PR #5691, opened 2024-10-29
Fix complete MPU with missing parts

KillianG:
In case of a complete MPU error after the storage of the object MD, the abort must delete object MDs and object Data, some part may have been deleted already in the MPU metadata, hence we need to verify in the object MD for the parts it's linked to, to avoid creating orphans

Issue: CLDSRV-570

### DIFF
--- a/lib/api/apiUtils/object/abortMultipartUpload.js
+++ b/lib/api/apiUtils/object/abortMultipartUpload.js
@@ -18,6 +18,8 @@ function abortMultipartUpload(authInfo, bucketName, objectKey, uploadId, log,
         preciseRequestType: request.apiMethods || 'multipartDelete',
         request,
     };
+
+    log.debug('processing request', { method: 'abortMultipartUpload' });
     // For validating the request at the destinationBucket level
     // params are the same as validating at the MPU level
     // but the requestType is the more general 'objectDelete'
@@ -30,6 +32,7 @@ function abortMultipartUpload(authInfo, bucketName, objectKey, uploadId, log,
             standardMetadataValidateBucketAndObj(metadataValParams, authzIdentityResult, log,
                 (err, destinationBucket, objectMD) => {
                     if (err) {
+                        log.error('error validating request', { error: err });
                         return next(err, destinationBucket);
                     }
                     if (destinationBucket.policies) {
@@ -50,6 +53,7 @@ function abortMultipartUpload(authInfo, bucketName, objectKey, uploadId, log,
             services.metadataValidateMultipart(metadataValParams,
                 (err, mpuBucket, mpuOverviewObj) => {
                     if (err) {
+                        log.error('error validating multipart', { error: err });
                         return next(err, destBucket);
                     }
                     return next(err, mpuBucket, mpuOverviewObj, destBucket, objectMD);
@@ -67,6 +71,7 @@ function abortMultipartUpload(authInfo, bucketName, objectKey, uploadId, log,
                 // eslint-disable-next-line no-param-reassign
                 request.actionImplicitDenies = originalIdentityAuthzResults;
                 if (err) {
+                    log.error('error aborting MPU', { error: err });
                     return next(err, destBucket);
                 }
                 // for Azure and GCP we do not need to delete data
@@ -79,6 +84,7 @@ function abortMultipartUpload(authInfo, bucketName, objectKey, uploadId, log,
             services.getMPUparts(mpuBucket.getName(), uploadId, log,
                 (err, result) => {
                     if (err) {
+                        log.error('error getting parts', { error: err });
                         return next(err, destBucket);
                     }
                     const storedParts = result.Contents;
@@ -115,7 +121,11 @@ function abortMultipartUpload(authInfo, bucketName, objectKey, uploadId, log,
             // In case there has been an error during cleanup after a complete MPU
             // (e.g. failure to delete MPU MD in shadow bucket),
             // we need to ensure that the MPU metadata is deleted.
-
+            log.info('Object has existing metadata, deleting them', {
+                method: 'abortMultipartUpload',
+                bucketName,
+                objectKey,
+            });
             return metadata.deleteObjectMD(bucketName, objectKey, undefined, log, err => {
                 if (err) {
                     log.error('error deleting object metadata', { error: err });
--- a/lib/api/apiUtils/object/abortMultipartUpload.js
+++ b/lib/api/apiUtils/object/abortMultipartUpload.js
@@ -104,7 +104,7 @@ function abortMultipartUpload(authInfo, bucketName, objectKey, uploadId, log,
                 bucketName,
                 objectKey,
                 uploadId,
-                versionId: objectMD.versionId
+                versionId: objectMD.versionId,
             });
             return metadata.deleteObjectMD(bucketName, objectKey, { versionId: objectMD.versionId }, log, err => {
                 if (err) {
@@ -120,16 +120,15 @@ function abortMultipartUpload(authInfo, bucketName, objectKey, uploadId, log,
             }
             // The locations were sent to metadata as an array
             // under partLocations.  Pull the partLocations.
-            let locations = storedParts.flatMap(item => item.value.partLocations);
+            const locations = storedParts.flatMap(item => item.value.partLocations);
             if (locations.length === 0) {
                 return next(null, mpuBucket, storedParts, destBucket);
             }
 
-            const existingLocations = new Set(locations.map(loc => loc.key));
-
             if (objectMD?.location) {
+                const existingLocations = new Set(locations.map(loc => loc.key));
                 const remainingObjectLocations = objectMD.location.filter(loc => !existingLocations.has(loc.key));
-                locations = [...locations, ...remainingObjectLocations];
+                locations.push(...remainingObjectLocations);
             }
 
             return async.eachLimit(locations, 5, (loc, cb) => {
--- a/lib/api/apiUtils/object/abortMultipartUpload.js
+++ b/lib/api/apiUtils/object/abortMultipartUpload.js
@@ -128,7 +128,7 @@ function abortMultipartUpload(authInfo, bucketName, objectKey, uploadId, log,
                 uploadId,
                 versionId: objectMD.versionId
             });
-            return metadata.deleteObjectMD(bucketName, objectKey, {versionId: objectMD.versionId}, log, err => {
+            return metadata.deleteObjectMD(bucketName, objectKey, { versionId: objectMD.versionId }, log, err => {
                 if (err) {
                     log.error('error deleting object metadata', { error: err });
                 }
--- a/lib/api/apiUtils/object/abortMultipartUpload.js
+++ b/lib/api/apiUtils/object/abortMultipartUpload.js
@@ -120,17 +120,16 @@ function abortMultipartUpload(authInfo, bucketName, objectKey, uploadId, log,
             }
             // The locations were sent to metadata as an array
             // under partLocations.  Pull the partLocations.
-            let locations = storedParts.map(item => item.value.partLocations);
+            let locations = storedParts.flatMap(item => item.value.partLocations);
             if (locations.length === 0) {
                 return next(null, mpuBucket, storedParts, destBucket);
             }
-            // flatten the array
-            locations = [].concat(...locations);
+
+            const existingLocations = new Set(locations.map(loc => loc.key));
 
             if (objectMD?.location) {
-                const objectLocationLeft = objectMD.location.filter(loc =>
-                    !locations.some(existingLoc => existingLoc.key === loc.key));
-                locations = locations.concat(objectLocationLeft);
+                const remainingObjectLocations = objectMD.location.filter(loc => !existingLocations.has(loc.key));
+                locations = [...locations, ...remainingObjectLocations];
             }
 
             return async.eachLimit(locations, 5, (loc, cb) => {
--- a/lib/api/apiUtils/object/abortMultipartUpload.js
+++ b/lib/api/apiUtils/object/abortMultipartUpload.js
@@ -125,8 +125,10 @@ function abortMultipartUpload(authInfo, bucketName, objectKey, uploadId, log,
                 method: 'abortMultipartUpload',
                 bucketName,
                 objectKey,
+                uploadId,
+                versionId: objectMD.versionId
             });
-            return metadata.deleteObjectMD(bucketName, objectKey, undefined, log, err => {
+            return metadata.deleteObjectMD(bucketName, objectKey, {versionId: objectMD.versionId}, log, err => {
                 if (err) {
                     log.error('error deleting object metadata', { error: err });
                 }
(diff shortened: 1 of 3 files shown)


lib/api/apiUtils/object/abortMultipartUpload.js
```diff
@@ -105,9 +106,39 @@ function abortMultipartUpload(authInfo, bucketName, objectKey, uploadId, log,
...
+            return async.eachLimit(objectLocationLeft, 5, (loc, cb) => {
+                data.delete(loc, log, err => {
+                    if (err) {
+                        log.fatal('delete object data failed', { err });
+                    }
+                    cb();
+                });
+            }, () => next(null, mpuBucket, storedParts, destBucket, objectMD));
+        },
+        function deleteObjectMetadata(mpuBucket, storedParts, destBucket, objectMD, next) {
```
jonathan-gramain: If I'm not mistaken I think it's better to delete the metadata first, to avoid leaving the object in an inconsistent state (i.e. unreadable), especially if there are failures.

KillianG: correct me if I'm wrong, but if we crash for some reason after deleting the metadata first, we will end up with orphans never recoverable nor deletable.. ?

ghost: From what I understand, usually we prefer having orphans in the storage layer rather than having an orphan in the metadata (orphan in the sense that we cannot do anything with it, and the data is not accessible). Both options are not perfect, but from the client point of view it allows to have a clean state. Nowadays we run tools to cleanup such orphans, but later we may be smarter and queue these operations internally...

lib/api/apiUtils/object/abortMultipartUpload.js
```diff
@@ -105,9 +112,47 @@ function abortMultipartUpload(authInfo, bucketName, objectKey, uploadId, log,
                     }
                     cb();
                 });
+            }, () => next(null, mpuBucket, storedParts, destBucket, objectMD));
+        },
+        function deleteObjectMetadata(mpuBucket, storedParts, destBucket, objectMD, next) {
+            if (!objectMD || metadataValMPUparams.uploadId !== objectMD.uploadId) {
```
jonathan-gramain, line 96: I don't think it's a huge issue and not sure we can do much better, but we have to keep in mind that in case the bucket is non-versioned, we may end up deleting a newer "version" of the object that overwrote an older "version", which ends with neither the old nor the new state (no object at all, where there were always an object before). However, the application is supposed to want to overwrite the old object in that case so shouldn't care about it, and the application aborts the new object which means it doesn't care about it either. But it could become an issue if e.g. the application needs to read the old object in order to write the new object on top, since with the deletion it will not be able to anymore.

I am thinking out loud here, it may be okay for the time being, but maybe longer term we need to have something more clever to get rid of orphaned MPU keys that doesn't delete parts that are already part of a valid object.

lib/api/apiUtils/object/abortMultipartUpload.js
```diff
@@ -105,9 +112,47 @@ function abortMultipartUpload(authInfo, bucketName, objectKey, uploadId, log,
...
+                return next(null, mpuBucket, storedParts, destBucket, objectMD);
+            }
+            // In case there has been an error during cleanup after a complete MPU
+            // (e.g. failure to delete MPU MD in shadow bucket),
+            // we need to ensure that the MPU metadata is deleted.
+            log.info('Object has existing metadata, deleting them', {
+                method: 'abortMultipartUpload',
+                bucketName,
+                objectKey,
```
jonathan-gramain, line 105: It could be good to log the `versionId` and `uploadId` as well (but maybe it's already in the log context?)

jonathan-gramain (approved):

tests/unit/api/multipartUpload.js
```diff
@@ -1917,6 +1917,160 @@ describe('Multipart Upload API', () => {
...
+                    headers: { host: `${bucketName}.s3.amazonaws.com` },
+                    query: { uploadId: testUploadId },
+                    post: completeBody,
+                    actionImplicitDenies: false,
+                };
+                completeMultipartUpload(authInfo,
+                    completeRequest, log, err => {
+                        assert(err.is.InternalError);
+                        const MD = metadata.keyMaps.get(bucketName)
+                                                    .get(objectKey);
```
ghost: The indentation looks a bit strange, can't we have a single line for lines like this one?

```suggestion
                        const MD = metadata.keyMaps.get(bucketName).get(objectKey);
```

lib/api/apiUtils/object/abortMultipartUpload.js
ghost: We discussed this within the team and the problem wasn't clear to us, I think I got it, so i'm trying to rephrase- it, please let me know if I'm wrong:

For example, given a non-versioned bucket.

- We create an MPU for `objectA`, complete it: `objectA` exists with upload id `1`.
- Then we do another MPU for the same object (upload id `2`).
- Then the CompleteMPU fails after cloudserver replaced `objectA` with upload id `2`.
- Before the abort, we replace the object again (with a PUT or whatever).
- And then we call the abort, and we end up deleting the wrong object.

But in this very last case, that's what we are actually trying to avoid: if there is no object md, or if the upload id does not match, then we do nothing, so nothing is deleted.
Am I missing something?

lib/api/apiUtils/object/abortMultipartUpload.js
```diff
@@ -105,9 +112,47 @@ function abortMultipartUpload(authInfo, bucketName, objectKey, uploadId, log,
...
+            });
+        },
+        function deleteObjectData(mpuBucket, storedParts, destBucket, objectMD, next) {
+            if (!objectMD?.location) {
+                return next(null, mpuBucket, storedParts, destBucket);
+            }
+            // Filtering parts that has already been delete by the previous step
+            let partLocations = storedParts.map(item => item.value.partLocations);
+            partLocations = [].concat(...partLocations);
+            partLocations = new Set(partLocations.map(loc => loc.key));
```
ghost: This looks under optimised: we map an array, then we deep copy it and recreate a set with another map. We should be able to merge it and create a set from a reduce of the partLocations keys

lib/api/apiUtils/object/abortMultipartUpload.js
```diff
@@ -105,9 +112,47 @@ function abortMultipartUpload(authInfo, bucketName, objectKey, uploadId, log,
...
+            const objectLocationLeft = objectMD.location.filter(loc => !partLocations.has(loc.key));
+
+            return async.eachLimit(objectLocationLeft, 5, (loc, cb) => {
+                data.delete(loc, log, err => {
+                    if (err) {
+                        log.fatal('delete object data failed', { err });
+                    }
+                    cb();
```
ghost: We do not return any error in the callback yet log a fatal error: fatal is reserved to application crashes. Shall we log an error instead, and return the callback with the error?

lib/api/apiUtils/object/abortMultipartUpload.js
```diff
@@ -105,9 +112,47 @@ function abortMultipartUpload(authInfo, bucketName, objectKey, uploadId, log,
...
+            }
+            // In case there has been an error during cleanup after a complete MPU
+            // (e.g. failure to delete MPU MD in shadow bucket),
+            // we need to ensure that the MPU metadata is deleted.
+            log.info('Object has existing metadata, deleting them', {
+                method: 'abortMultipartUpload',
+                bucketName,
+                objectKey,
+            });
+            return metadata.deleteObjectMD(bucketName, objectKey, undefined, log, err => {
```
francoisferrand: this should be made version-aware : i.e. in versioned bucket, need to specify the versionID of the object MD to delete...

lib/api/apiUtils/object/abortMultipartUpload.js
```diff
@@ -105,9 +112,47 @@ function abortMultipartUpload(authInfo, bucketName, objectKey, uploadId, log,
...
+                if (err) {
+                    log.error('error deleting object metadata', { error: err });
+                }
+                return next(err, mpuBucket, storedParts, destBucket, objectMD);
+            });
+        },
+        function deleteObjectData(mpuBucket, storedParts, destBucket, objectMD, next) {
```
francoisferrand: similar to the "parts", shouldn't we first delete data, then metadata? otherwise we can get in a bad state, where we don't know of the parts anymore...

this has the added benefit of allowing to remove all parts in a single stage, just combine the MPU parts with the object parts (if any)...

(note: if we decide to first delete the ObjectMD, to avoid having an object pointing to delete data, we need to do it before removing the MPU parts data, as they may be refereced ; and this allows deleting in a single step...)

lib/api/apiUtils/object/abortMultipartUpload.js
francoisferrand: I think @jonathan-gramain is mentioning the case where the user would want to "update the data" (think download/edit/upload) : the first upload fails, but the Abort causes the data to be removed (neither initial not new version are available anymore).... so the application cannot do the update anymore...

Probably not a big issue for now (it is already like that), but ideally we find a solution in the future...

lib/api/apiUtils/object/abortMultipartUpload.js
KillianG: If I understand correctly, I think we prefer having "data orphans" instead of "metadata orphans" because in case of a "metadata orphans" user can think of a data loss because they can list and head the object but not get it..

This has been discussed here with jonathan
https://github.com/scality/cloudserver/pull/5691#discussion_r1841460336

lib/api/apiUtils/object/abortMultipartUpload.js
KillianG: Not sure we want to do that, return an error would stop the async.eachLimit, not sure we want that (to create more data orphans..)
This is done this way just above in `deleteData` function

lib/api/apiUtils/object/abortMultipartUpload.js
KillianG: Created a ticket to keep track of that issue but won't address it in this PR
https://scality.atlassian.net/browse/CLDSRV-579

lib/api/apiUtils/object/abortMultipartUpload.js
francoisferrand: if we prefer having data orphans, then we need to delete the (object) metadata first : i.e. delete object metadata before the part's data (i.e. before `deleteData()` function), since the parts are likely used in the object as well...

...and doing that we don't need to add a separate step to remove the remaining object's data: we simply need to remove both the parts' data and object data in the `deleteDate()` step.

lib/api/apiUtils/object/abortMultipartUpload.js
francoisferrand: unfortunately, I am not sure it is so simple, to cover all situations (versioned, non-versioned and version-suspended) : it probably works for both versioned and non-versioned cases, but i think it may break for the version-suspended case...

Also not sure if the field needs to be decoded/encoded here...

@Kerkesni Can you confirm? There helper functions to cover all cases, right?

tests/unit/api/multipartUpload.js
```diff
@@ -30,6 +30,7 @@ const metadataswitch = require('../metadataswitch');
 const { metadata } = storage.metadata.inMemory.metadata;
 const metadataBackend = storage.metadata.inMemory.metastore;
 const { ds } = storage.data.inMemory.datastore;
+const ms = storage.metadata.inMemory.metastore;
```
francoisferrand: already defined at line 31: `const metadataBackend = storage.metadata.inMemory.metastore;`

lib/api/apiUtils/object/abortMultipartUpload.js
```diff
@@ -98,6 +126,13 @@ function abortMultipartUpload(authInfo, bucketName, objectKey, uploadId, log,
             }
             // flatten the array
             locations = [].concat(...locations);
+
+            if (objectMD?.location) {
+                const objectLocationLeft = objectMD.location.filter(loc =>
```
francoisferrand: nit: "left" looks like the directoin, maybe best to rename to something more intuitive, maybe `remainingObjectLocations`

more importantly, this can be quite CPU intensive for large objects (`n^2` complexity, with `n` up to 10000): need to make this more efficient...

lib/api/apiUtils/object/abortMultipartUpload.js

> _PROBLEM_
The required output is each line of the entries that contains the word "same".

> _YOUR SOLUTION_
     // params are the same as validating at the MPU level
- Then we do another MPU for the same object (upload id `2`).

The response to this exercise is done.